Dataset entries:

= Beginning of Section =

PR #10686, opened 2018-04-27
HTML: document.open() event listener removal

annevk:
For https://github.com/whatwg/html/pull/3653.

### DIFF
--- a/html/dom/dynamic-markup-insertion/opening-the-input-stream/event-listeners.window.js
+++ b/html/dom/dynamic-markup-insertion/opening-the-input-stream/event-listeners.window.js
@@ -2,12 +2,12 @@ test(t => {
   const frame = document.body.appendChild(document.createElement("iframe")),
         body = frame.contentDocument.body;
   t.add_cleanup(() => frame.remove());
-  frame.contentDocument.addEventListener("x", t.unreached_func());
-  body.addEventListener("x", t.unreached_func());
+  frame.contentDocument.addEventListener("x", t.unreached_func("document event listener not removed"));
+  body.addEventListener("x", t.unreached_func("body event listener not removed"));
   frame.contentDocument.open();
-  frame.contentDocument.close();
   frame.contentDocument.dispatchEvent(new Event("x"));
   body.dispatchEvent(new Event("x"));
+  frame.contentDocument.close();
 }, "Event listeners are to be removed");
 
 test(t => {
@@ -16,12 +16,12 @@ test(t => {
   let once = false;
   frame.contentDocument.addEventListener("x", () => {
     frame.contentDocument.open();
-    frame.contentDocument.close();
     once = true;
   });
-  frame.contentDocument.addEventListener("x", t.unreached_func());
+  frame.contentDocument.addEventListener("x", t.unreached_func("second event listener not removed"));
   frame.contentDocument.dispatchEvent(new Event("x"));
   assert_true(once);
+  frame.contentDocument.close();
 }, "Event listeners are to be removed with immediate effect");
 
 test(t => {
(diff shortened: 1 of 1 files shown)


domenic:
w3c-test:mirror

html/dom/dynamic-markup-insertion/opening-the-input-stream/event-listeners.window.js
```diff
@@ -0,0 +1,42 @@
+test(t => {
+  const frame = document.body.appendChild(document.createElement("iframe")),
+        body = frame.contentDocument.body;
+  t.add_cleanup(() => frame.remove());
+  frame.contentDocument.addEventListener("x", t.unreached_func());
+  body.addEventListener("x", t.unreached_func());
+  frame.contentDocument.open();
+  frame.contentDocument.close();
```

= End of Section =

» **Problem to work on**:
Give only the number of lines in the records that contain the string "removed".

» **Expected output**:
5